If the ‘one man, one shilling’ principle were to be implemented, the biggest gainers would be Nairobi with its 4.4 million people, Kiambu (2.4 million), Nakuru (2.2 million), Kakamega (1.9 million), Bungoma (1.7 million), Meru (1.56 million), Kilifi (1.5 million), Machakos (1.4 million), Kisii (1.3 million), Mombasa, Uasin Gishu, Narok and Kisumu (1.2 million each), and Migori, Murang’a, Homa Bay, Kitui and Kajiado with (1.1 million each).

Of the 18 counties, only three are from the Mt Kenya region, adding a twist to the raging scramble for resources and demarcation of new electoral units.

Other Mt Kenya regions with less than one million in population are Nyeri (759,000), Nyandarua (638, 000), Embu (609,000), Kirinyaga (610,000), Laikipia (519,000) and Tharaka Nithi (393,000).

Population projections don’t favour the region much either.

Kirinyaga residents line up to welcome President Ruto

Of the 13 counties that account for more than half of the projected six million increase in Kenya’s population in the next seven years, only Kiambu from the region features.

The 12 other devolved units are Nairobi, Nakuru, Narok, Kakamega, Mombasa, Kilifi, Mandera, Wajir, Turkana, Uasin Gishu, Kajiado and Migori.

The new estimates for the next census suggest a population growth dip in the hitherto populous Mt Kenya and a surge in traditionally sparsely populated regions such as northern Kenya, which is projected to record a population surge.

Current formula

Under the current revenue sharing formula, population covers 45 per cent, basic equal share (25 per cent), poverty (20 per cent), land area (8.0 per cent) and fiscal responsibility (2.0 per cent).

The Gachagua aide who spoke to the Saturday Nation alluded to this fact having been brought up in the discussion at the Sagana State Lodge. “That is why we are dissuading the few misguided leaders in the Mountain to kick this debate out of their minds because should they push it through and it comes to effect, they would still stand relegated to low resource and opportunity allocations,” the aide said.

Even the most vocal proponents of the debate like Council of Governors Chairperson Anne Waiguru, who also is Kirinyaga governor, Murang’a governor Irungu Kang’ata, his Kiambu counterpart Kimani Wamatangi and Nominated MP Sabina Chege did not mention a word about the campaign during the tour.

Mr Wamatangi said: “I am the one who launched this debate when, in a court petition 163 of 2016 before Justice Joseph Ongutu, I prayed that the ‘one man, one shilling’ principle of resource allocation be adopted by the Commission on Revenue Allocation (CRA).”

However, he had issued a disclaimer in his push by saying that “this debate should not be made to be a push in favour of the Mt Kenya region but the whole country’s equity”.

Githunguri MP Gathoni wa Muchomba, who has been vowing that “this formula must be enacted by the close of 2027,” boycotted the President’s tour and did not attend the closed-door meeting at the Sagana State Lodge.


But she, too, told Inooro TV that “personally I have been warned that I started talking too soon about the ‘one man, one shilling, one vote’ maxim…I had declared it as an agenda immediately we were sworn in but was told to go easy on it…But I want to give my assurance that this debate must sail through and the formula will apply before we go to vote in 2027”.

Until the latest change of heart, Mt Kenya locals had made this campaign a priority.

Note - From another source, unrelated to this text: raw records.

PR #449, opened 2024-06-05
No longer block on unfinished yum transactions

timmullin:
Case RE-338:

But, when performing the upgrade, go ahead and clean up the unfinished yum transactions.

Changelog: No longer blocks if there are unfinished yum transactions.

### DIFF
--- a/lib/Elevate/Blockers/Repositories.pm
+++ b/lib/Elevate/Blockers/Repositories.pm
@@ -23,10 +23,13 @@ use parent qw{Elevate::Blockers::Base};
 
 use Log::Log4perl qw(:easy);
 
+use constant YUM_COMPLETE_TRANSACTION_BIN => '/usr/sbin/yum-complete-transaction';
+use constant FIX_RPM_SCRIPT               => '/usr/local/cpanel/scripts/find_and_fix_rpm_issues';
+
 sub check ($self) {
     my $ok = 1;
-    $ok = 0 unless $self->_blocker_invalid_yum_repos;
-    $ok = 0 unless $self->_yum_is_stable();
+    $ok = 0 if $self->_blocker_invalid_yum_repos;
+    $ok = 0 if $self->_yum_is_stable();
 
     return $ok;
 }
@@ -104,7 +107,7 @@ sub _yum_is_stable ($self) {
             ERROR('yum appears to be unstable. Please address this before upgrading');
             ERROR($errors);
             my $id = ref($self) . '::YumMakeCacheError';
-            $self->has_blocker(
+            return $self->has_blocker(
                 "yum appears to be unstable. Please address this before upgrading\n$errors",
                 info => {
                     name  => $id,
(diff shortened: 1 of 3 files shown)


lib/Elevate/Blockers/Repositories.pm
```diff
@@ -121,21 +121,18 @@ sub _yum_is_stable ($self) {
...
-                    error        => 'YUM has unfinished transactions',
-                    transactions => join( "\n", sort @transactions ),
-                },
-                blocker_id => $id,
-                quiet      => 1,
-            );
-
-            return 0;
+            if ( $self->is_check_mode() ) {
+                INFO('We will attempt to clear the unfinished yum transactions upon upgrade.');
```
toddr, line 127: Maybe add the message from the old blocker so they know?

toddr: The tool `yum-complete-transaction` may help you repair this in advance if you prefer to review it.

toddr (changes requested):
Minor strings change requested. OK to QA

lib/Elevate/Blockers/Repositories.pm
toddr: WARN('Unfinished yum transactions detected. yum-complete-transactions will display these issues. Otherwise, elevate will execute /usr/sbin/yum-complete-transaction --cleanup-only on start');

lib/Elevate/Blockers/Repositories.pm
```diff
@@ -121,21 +121,18 @@ sub _yum_is_stable ($self) {
...
-
-            return 0;
+            if ( $self->is_check_mode() ) {
+                WARN('Unfinished yum transactions detected. Elevate will execute /usr/sbin/yum-complete-transaction --cleanup-only during upgrade');
+            }
+            else {
+                INFO('Cleaning up unfinished yum transactions.');
+                my $ret = $self->ssystem_capture_output(qw{/usr/sbin/yum-complete-transaction --cleanup-only});
+                if ( $ret->{status} != 0 ) {
+                    WARN( "Errors encountered running \"yum-complete-transaction\": " . $ret->{stderr} );
```
cPholloway, line 133: We should die or throw a blocker since we are still in the blocker file if `yum-complete-transaction` fails.  This could be an indication of a much larger problem if it does fail.

cPholloway (changes requested):

lib/Elevate/Blockers/Repositories.pm
timmullin: It could be that they just didn't have yum-utils installed.  I didn't think a problem with that utility itself should be a show-stopper.  Especially since leapp doesn't really care about unfinished yum transactions.

cPholloway: Fair enough, I'll go ahead and approve this.

cPholloway (approved):

cPholloway (approved):

annes449 (approved):
QA is all good.

PR #451, opened 2024-06-10
Remove ELS for CentOS 7

timmullin:
Case RE-368:

Use the manual method to remove ELS. This involves deleting two files and un-installing the package.

Changelog: Removes ELS for CentOS 7.

### DIFF
--- a/lib/Elevate/Components/ELS.pm
+++ b/lib/Elevate/Components/ELS.pm
@@ -1,0 +1,52 @@
+package Elevate::Components::ELS;
+
+=encoding utf-8
+
+=head1 NAME
+
+Elevate::Components::ELS
+
+Remove ELS for CentOS 7
+
+=cut
+
+use cPstrict;
+
+use Elevate::OS ();
+
+use Cpanel::Pkgr  ();
+use Log::Log4perl qw(:easy);
+
+use parent qw{Elevate::Components::Base};
+
+use constant ELS_PACKAGE => 'els-define';
+
+sub pre_leapp ($self) {
+
+    return unless Elevate::OS::remove_els();
+
+    return unless Cpanel::Pkgr::is_installed(ELS_PACKAGE);
+
+    my @files_to_remove = qw{
+      /etc/yum.repos.d/centos7-els.repo
+      /etc/yum.repos.d/centos7-els-rollout.repo
+    };
+
+    foreach my $file (@files_to_remove) {
+        if ( -e $file ) {
+            unlink $file or WARN("Could not remove file $file: $!");
+        }
+    }
+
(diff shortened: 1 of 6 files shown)


lib/Elevate/Components/ELS.pm
```diff
@@ -0,0 +1,53 @@
...
+      /etc/yum.repos.d/centos7-els-rollout.repo
+    };
+
+    foreach my $file (@files_to_remove) {
+        if ( -e $file ) {
+            unlink $file or WARN("Could not remove file $file: $!");
+        }
+    }
+
+    $self->yum->remove(ELS_PACKAGE);
```
toddr, line 42: This is my best guess too but I'm uncertain if there's more than one package to remove :\

toddr (approved):

lib/Elevate/Components/ELS.pm
timmullin: I got that from the manual steps outlined in the document referenced in the case.

cPholloway: The rest is replacing system packages.  My guess is that leapp handles replacing the rest with upgrades for A8.

cPholloway (approved):

lib/Elevate/Components/ELS.pm
```diff
@@ -0,0 +1,53 @@
...
+use constant ELS_PACKAGE => 'els-define';
+
+sub pre_leapp ($self) {
+
+    return unless Elevate::OS::remove_els();
+
+    return unless Cpanel::Pkgr::is_installed(ELS_PACKAGE);
+
+    my @files_to_remove = qw{
+      /etc/yum/vars/elstoken
```
cPholloway, line 31: @timmullin - I just got an updated version of the install script for ELS and with IP based licensing, this file is not needed.  Can you remove it from the list of files to remove please?

timmullin: I can go ahead and remove that.

timmullin: Now that I think about it, what if els had been installed with the older version of the script and the file is present?  Plus, we check if the file exists before deleting it; so, the file's absence would not create an error condition for the removal of els if they had used the newer version of the script.  It doesn't seem that there is any harm in leaving it in.  And, there are probably plenty of installs out there that have used the older version of the script and ought to have that file removed.

cPholloway (approved):

lib/Elevate/Components/ELS.pm
toddr: agreed!

annes449 (approved):
QA is good!

PR #453, opened 2024-06-14
Case RE-361: Make it more clear why yum makecache failures are a problem

davelcpanelnet:
Add some simple verbiage in that shows in all cases given `yum makecache` is non-zero.

### DIFF
--- a/elevate-cpanel
+++ b/elevate-cpanel
@@ -1320,7 +1320,7 @@ EOS
     The grub2-pc package is not installed. The GRUB2 boot loader is
     required to upgrade via leapp.
 
-    If you need assistance, open a ticket with cPanel Support, as outlined here:
+    You may want to consider reaching out to cPanel Support for assistance:
     https://docs.cpanel.net/knowledge-base/technical-support-services/how-to-open-a-technical-support-ticket/
     EOS
     }
@@ -1333,7 +1333,7 @@ EOS
             return $self->has_blocker( <<~EOS );
         The GRUB2 config file is missing.
 
-        If you need assistance, open a ticket with cPanel Support, as outlined here:
+        You may want to consider reaching out to cPanel Support for assistance:
         https://docs.cpanel.net/knowledge-base/technical-support-services/how-to-open-a-technical-support-ticket/
         EOS
         }
@@ -1983,12 +1983,12 @@ EOS
         if ( $errors =~ m/\S/ms ) {
 
             my $error_msg = <<~'EOS';
-            '/usr/bin/yum makecache' failed to return cleanly. This could be due to a temporary mirror problem, or it could indicate a larger issue, such as a broken repository. Since this script relies heavily on yum, you will need to address this issue before upgrading.
+        '/usr/bin/yum makecache' failed to return cleanly. This could be due to a temporary mirror problem, or it could indicate a larger issue, such as a broken repository. Since this script relies heavily on yum, you will need to address this issue before upgrading.
 
-            If you need assistance, open a ticket with cPanel Support, as outlined here:
+        If you need assistance, open a ticket with cPanel Support, as outlined here:
 
-            https://docs.cpanel.net/knowledge-base/technical-support-services/how-to-open-a-technical-support-ticket/
-            EOS
+        https://docs.cpanel.net/knowledge-base/technical-support-services/how-to-open-a-technical-support-ticket/
+        EOS
 
             WARN("Initial run of \"yum makecache\" failed: $errors");
             WARN("Running \"yum clean all\" in an attempt to fix yum");
--- a/elevate-cpanel
+++ b/elevate-cpanel
@@ -1320,7 +1320,7 @@ EOS
     The grub2-pc package is not installed. The GRUB2 boot loader is
     required to upgrade via leapp.
 
-    You may want to consider reaching out to cPanel Support for assistance:
+    If you need assistance, open a ticket with cPanel Support, as outlined here
     https://docs.cpanel.net/knowledge-base/technical-support-services/how-to-open-a-technical-support-ticket/
     EOS
     }
@@ -1333,7 +1333,7 @@ EOS
             return $self->has_blocker( <<~EOS );
         The GRUB2 config file is missing.
 
-        You may want to consider reaching out to cPanel Support for assistance:
+        If you need assistance, open a ticket with cPanel Support, as outlined here
         https://docs.cpanel.net/knowledge-base/technical-support-services/how-to-open-a-technical-support-ticket/
         EOS
         }
--- a/elevate-cpanel
+++ b/elevate-cpanel
@@ -1982,6 +1982,14 @@ EOS
         my $errors = Cpanel::SafeRun::Errors::saferunonlyerrors(qw{/usr/bin/yum makecache});
         if ( $errors =~ m/\S/ms ) {
 
+            my $error_msg = <<~'EOS';
+            '/usr/bin/yum makecache' failed to return cleanly.  This could be due to a temporary mirror problem or it could be indicative of a larger issue such as a broken repository.  Since this script relies heavily on yum, this will need to be addressed before upgrading.
+
+            You may want to consider reaching out to cPanel Support for assistance:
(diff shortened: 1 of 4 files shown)


lib/Elevate/Blockers/Repositories.pm
```diff
@@ -104,11 +104,11 @@ sub _yum_is_stable ($self) {
 
         $errors = Cpanel::SafeRun::Errors::saferunonlyerrors(qw{/usr/bin/yum makecache});
         if ( $errors =~ m/\S/ms ) {
-            ERROR('yum appears to be unstable. Please address this before upgrading');
+            ERROR('yum appears to be unstable. Specifically, "yum makecache" is generating an error.  Please address this before upgrading');
```
cPholloway, line 107: Lets expand this out a bit further.  Maybe something like this:

```
my $error_msg = <<~'EOS';
'/usr/bin/yum makecache' failed to return cleanly.  This could be due to a temporary mirror problem or it could be indicative of a larger issue such as a broken repository.  Since this script relies heavily on yum, this will need to be addressed before upgrading.

You may want to consider reaching out to cPanel Support for assistance:

https://docs.cpanel.net/knowledge-base/technical-support-services/how-to-open-a-technical-support-ticket/

EOS
```

Also, please execute `make` before resubbing this so that the fatpacker will update the main `elevate-cpanel` script

cPholloway (changes requested):

lib/Elevate/Blockers/Repositories.pm
davelcpanelnet: Cool.  Easily done!

elevate-cpanel
```diff
@@ -1982,6 +1982,15 @@ EOS
         my $errors = Cpanel::SafeRun::Errors::saferunonlyerrors(qw{/usr/bin/yum makecache});
         if ( $errors =~ m/\S/ms ) {
 
+        my $error_msg = <<~'EOS';
+        '/usr/bin/yum makecache' failed to return cleanly.  This could be due to a temporary mirror problem or it could be indicative of a larger issue such as a broken repository.  Since this script relies heavily on yum, this will need to be addressed before upgrading.
+
+        You may want to consider reaching out to cPanel Support for assistance:
```
toddr, line 1988: I'm concerned with this advice. This advice could be supplied everywhere in theory. why here?

cPholloway: We already recommend this in a few spots:

```
# git grep 'how-to-open-a-technical-support-ticket' lib/ script/
lib/Elevate/Blockers/Grub2.pm:        https://docs.cpanel.net/knowledge-base/technical-support-services/how-to-open-a-technical-support-ticket/
lib/Elevate/Blockers/Grub2.pm:    https://docs.cpanel.net/knowledge-base/technical-support-services/how-to-open-a-technical-support-ticket/
lib/Elevate/Blockers/Grub2.pm:        https://docs.cpanel.net/knowledge-base/technical-support-services/how-to-open-a-technical-support-ticket/
lib/Elevate/Blockers/MountPoints.pm:        https://docs.cpanel.net/knowledge-base/technical-support-services/how-to-open-a-technical-support-ticket/
lib/Elevate/Components/CCS.pm:        https://docs.cpanel.net/knowledge-base/technical-support-services/how-to-open-a-technical-support-ticket/
```

I thought it made sense to do it in this instance because there are lots of different ways that `yum makecache` can fail and there is not a good automated way to determine why it failed due to the number of errors that could be emitted from it.  It also made sense to me here because support deals with yum issues, including makecache failing, quite frequently due to EA4 among other things so they should be well equiped to handle issues that come in due to this.

cPholloway (approved):

lib/Elevate/Blockers/Repositories.pm
```diff
@@ -94,6 +94,14 @@ sub _yum_is_stable ($self) {
     my $errors = Cpanel::SafeRun::Errors::saferunonlyerrors(qw{/usr/bin/yum makecache});
     if ( $errors =~ m/\S/ms ) {
```
toddr, line 96: messge

toddr (approved):

elevate-cpanel
davelcpanelnet: What @cPholloway was getting at was more or less my take.

If we wanted to extend some method to be more useful we would probably need to identify something like the top x known errors after parsing through tickets to identify what common errors were found - then implementing some sort of regex to trigger whatever text advise etc we would want to display if one of those common errors was identified.

Past that we could just look for core patterns like:

- /Resolving Dependencies/&&/Requires:\s/ - could obviously show a dependency issue taking place and recommend filing a ticket
- /Error: requested datatype/ - could signify a bad repo is sitting stale in /etc/yum.repos.d/*.repo

This just seemed the simplest thing for the surface area.

elevate-cpanel
```diff
@@ -1982,6 +1982,14 @@ EOS
         my $errors = Cpanel::SafeRun::Errors::saferunonlyerrors(qw{/usr/bin/yum makecache});
         if ( $errors =~ m/\S/ms ) {
 
+            my $error_msg = <<~'EOS';
+            '/usr/bin/yum makecache' failed to return cleanly.  This could be due to a temporary mirror problem or it could be indicative of a larger issue such as a broken repository.  Since this script relies heavily on yum, this will need to be addressed before upgrading.
```
sbillik, line 1986: - Modern protocol uses only a single space after a period.
- Missing commas
- Passive voice
```suggestion
            '/usr/bin/yum makecache' failed to return cleanly. This could be due to a temporary mirror problem, or it could indicate a larger issue, such as a broken repository. Since this script relies heavily on yum, you will need to address this issue before upgrading.
```

elevate-cpanel
```diff
@@ -1982,6 +1982,14 @@ EOS
...
+
+            You may want to consider reaching out to cPanel Support for assistance:
```
sbillik, line 1988: This doesn't seem strong enough.

```suggestion
            If you need assistance, open a ticket with cPanel Support, as outlined here:
```

lib/Elevate/Blockers/Repositories.pm
```diff
@@ -94,6 +94,14 @@ sub _yum_is_stable ($self) {
...
 
+        my $error_msg = <<~'EOS';
+        '/usr/bin/yum makecache' failed to return cleanly.  This could be due to a temporary mirror problem or it could be indicative of a larger issue such as a broken repository.  Since this script relies heavily on yum, this will need to be addressed before upgrading.
+
+        You may want to consider reaching out to cPanel Support for assistance:
```
sbillik, line 100: See previous comments.

t/blocker-Repositories.t
```diff
@@ -205,18 +205,26 @@ is $yum->_check_yum_repos() => { $unvetted => 1, $rpms_from_unvetted => 1, $inva
         },
     );
 
+    my $error_msg = <<~'EOS';
+    '/usr/bin/yum makecache' failed to return cleanly.  This could be due to a temporary mirror problem or it could be indicative of a larger issue such as a broken repository.  Since this script relies heavily on yum, this will need to be addressed before upgrading.
+
+    You may want to consider reaching out to cPanel Support for assistance:
```
sbillik, line 211: See previous comments.

elevate-cpanel
davelcpanelnet: Done

elevate-cpanel
davelcpanelnet: Done

t/blocker-Repositories.t
davelcpanelnet: Done

cPholloway (approved):

cPholloway (changes requested):
It looks like you put the DOCS changes directly into `elevate-cpanel` instead of putting them in `Elevate::Blockers::Repositories` and running make ot update the main script.

NOTE:  You should never directly modify the main `elevate-cpanel` script

cPholloway (approved):

annes449 (approved):
QA is all good.

PR #455, opened 2024-06-17
Remove python36 blocker

sfbee:
Case RE-336: Remove the python36 blocker, as it has been fixed upstream.

Changelog: Removed python36 blocker on CloudLinux/CentOS 7


lib/Elevate/OS/CloudLinux7.pm
```diff
@@ -22,7 +22,6 @@ use constant leapp_repo_beta                 => 'elevate-updates-testing';
 use constant leapp_can_handle_epel           => 1;
 use constant leapp_can_handle_imunify        => 1;
 use constant leapp_can_handle_kernelcare     => 1;
-use constant leapp_can_handle_python36       => 1;
```
cPholloway, line 25: FIX:  Let's go ahead and kill this key off from `Elevate::OS` completely.

There are two more spots that it needs to be removed from:
```
root@a8 ~/git/elevate (RE-336) # git grep 'leapp_can_handle_python36' lib/ script/
lib/Elevate/OS.pm:        'leapp_can_handle_python36',          # This is used to determine if we can skip the python36 blocker or not
lib/Elevate/OS/RHEL.pm:use constant leapp_can_handle_python36       => 0;
```

cPholloway (changes requested):

cPholloway (approved):

toddr (approved):

annes449 (approved):
All good with QA

PR #456, opened 2024-06-18
Use 'CloudLinux_8' target to backup EA4 profile with I360 installed

cPholloway:
Case RE-403:  In RE-313, we added support for Imunify 360's hardened PHP repo to the EA4 blocker.  Unfortunately, this improvement did not account for some packages that Imunify 360's hardened PHP repo does not provide which has resulted in some servers making it past the EA4 blocker that had packages installed that were not supported on A8/CL8. This change removes the current logic to support Imunify 360's hardened PHP repo, and replaces it by teaching
'Elevate::EA4::_backup_ea4_profile' to use the 'CloudLinux_8' target when Imunify 360 is installed with the hardened PHP feature.  We can do this since Imunify 360's hardened PHP feature is essentially just providing CloudLinux's EA4 to servers with the feature available.

Changelog: Use 'CloudLinux_8' target to backup EA4 profile on servers
 with Imunify 360 installed and providing the hardened PHP feature

### DIFF
--- a/elevate-cpanel
+++ b/elevate-cpanel
@@ -1064,7 +1064,6 @@ EOS
         return unless scalar keys $dropped_pkgs->%*;
 
         my @incompatible;
-        my @imunify_pkgs;
         foreach my $pkg ( sort keys %$dropped_pkgs ) {
             my $type = $dropped_pkgs->{$pkg} // '';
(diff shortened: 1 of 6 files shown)


toddr (approved):

annes449 (approved):
QA is all good!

Speaking on April 9 during the homecoming party for Juja MP George Koimburi at Toll Primary School, leaders said it was time to revise the resource allocation formula.

“We are the ones with a high population accounting for 39 per cent of the census register…The National Treasury, the Commission of Revenue Allocation and the Controller of Budget should stand warned that we will no longer accept baseline maths in resource allocation. It is one man, one shilling or nothing,” Mr Koimburi said.

Ruiru MP Simon King’ara recalled a recent incident where a parent died in a stampede for bursary allocation.

The leaders argued the region was getting a raw deal where on average area people get Sh4,000 as opposed to regions that have low populations getting between Sh20,000 and Sh50,000.